Let's look at a smaller example. Suppose there are $7$ spaces in the parking lot, and $4$ cars arrive.

On the left, we list all of the ways that four cars can park so that there are no two adjacent empty spaces. On the right, we list the results of following the instructions in the solution: between each pair of consecutive empty spaces, delete one of the intervening cars.

_ X _ X _ X X _ _ _ X X
_ X _ X X _ X _ _ X _ X
_ X _ X X X _ _ _ X X _
_ X X _ X _ X _ X _ _ X
_ X X _ X X _ _ X _ X _
_ X X X _ X _ _ X X _ _
X _ X _ X _ X X _ _ _ X
X _ X _ X X _ X _ _ X _
X _ X X _ X _ X _ X _ _
X X _ X _ X _ X X _ _ _

On the left, we have a a complicated object, which is unclear how to count.
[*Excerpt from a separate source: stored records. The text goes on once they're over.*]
Issue #139, opened 2018-10-12
Type vs DataType


eringh:
We have a few occurrences of `DataType` in the package. I think, after getting into some troubles with that and reading this [post](https://stackoverflow.com/questions/42283820/julia-diffrence-between-type-and-datatype), that we might want to change it to `Type`.

Anyone that has a different understanding?

Issue #95, opened 2018-09-19
Make LinSolvers type stable 


jarlebring:
At the meeting 2018-09-19, we said we wanted to make LinSolvers type stable. I have not been able to generate an example where it DefaultLinSolver or BackslashLinSolver fail `@code_warntype`.

jarlebring:
Ping @eringh

eringh:
That is great!
Maybe I was a bit unclear in my thoughts, sorry for that. I would argue that is as it should, since both of them are completely specified by their respective parametric types, and contain no un-typed or abstractly typed fields (as described [here](https://docs.julialang.org/en/latest/manual/performance-tips/#Avoid-fields-with-abstract-type-1).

On the right, we see something simpler; every possible way to park $2$ cars in a row of $5$ spots is listed exactly once. The number of such arrangements on the right is clearly $binom52$. Since the left and right columns have the same number of arrangements, this also counts the number of arrangements on the left.

This is the purpose of clever bijections. You make a perfect matching between a mysterious set and a simple one, and use what you know about the simple one to explain the mysterious one.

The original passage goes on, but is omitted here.